Entrepreneurs by Choice; Activists By Necessity

For many women, particularly those working within oppressive environments, the very act of starting a business can be frighteningly disruptive to the social order.

Entrepreneurs-by-Choice-Activists-By-Necessity-LiisBeth

Writer Natalie Clifford Barney once called entrepreneurship “the last refuge of the troublemaking individual.” Surprising words, considering charm and tact are considered essential tools for anyone starting a business. And kicking down doors isn’t exactly charming behaviour.

But for many women, particularly those working within oppressive environments, the very act of starting a business can be frighteningly disruptive to the social order. When entrepreneurship also entails rising out of prejudice or poverty, activism becomes a necessary part of the toolkit. As history shows, it can be an incredibly valuable tool.

Many female business pioneers consistently spoke truth to power while simultaneously building what we would now call their brands. Take, for example, cosmetics magnate Elizabeth Arden. Born Florence Graham in 1884 in Woodbridge, Ont., Arden popularized makeup for women at a time when it was worn primarily by actors and prostitutes. Since that time, of course, women’s relationships to cosmetics can best be described as uneasy; in fact, some might criticize Arden for fostering a culture that not only allows, but mandates cosmetic “improvement.”

But in the early 20th century, wearing makeup was a sign of a woman’s determination to please herself. On a spring day in 1912, Arden did her own unique part to advance the suffrage movement by getting marchers in a New York City parade to sport her signature lipstick. It was bright red of course, the colour of daring and defiance.

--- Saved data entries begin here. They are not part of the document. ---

PR #554, opened 2017-08-23
Use new docker tags in Travis.yml

cpascual:
The docker tags in taurus-test docker image have been updated. Now
`debian-{jessie,stretch,buster}` are used insted, while "debian9" and
"latest" should no longer be used. Modify travis.yml accordingly.

### DIFF
--- a/.travis.yml
+++ b/.travis.yml
@@ -1,32 +1,21 @@
 language: python
 
+python:
+  - "2.7"
+
 sudo: required
 
+services:
+  - docker
+
+env:
+  - DOCKER_IMG=cpascual/taurus-test:debian-jessie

Arden’s contemporary, Mary Pickford, is best known as a Hollywood film actor who became “America’s sweetheart.” But she was also a highly successful business executive who also happened to hail from Canada. Pickford (born Gladys Smith) began producing her own features shortly after her acting career began and later co-founded the United Artists studio to secure financial and artistic freedom for filmmakers.

Pickford constantly used her power and profits to help others in the screen trade. Her projects included building a specialized hospital for ailing industry workers, as well as establishing the Motion Picture Relief Fund to provide assistance to impoverished actors. She was also a major fundraiser for the American army’s efforts during the First World War.

Georgina Binnie-Clark wasn’t nearly as famous as Arden or Pickford, but deserves equal celebration. Binnie-Clark was an aristocratic Englishwoman who found herself in a precarious economic position in the early 1900s. At the time, there were almost a million more young women than men in England after many of the latter had been lost to immigration and war. Marital uncertainty became a problem for upper-class women, whose identity was solely defined by their husband and children (working-class women routinely held jobs outside the home).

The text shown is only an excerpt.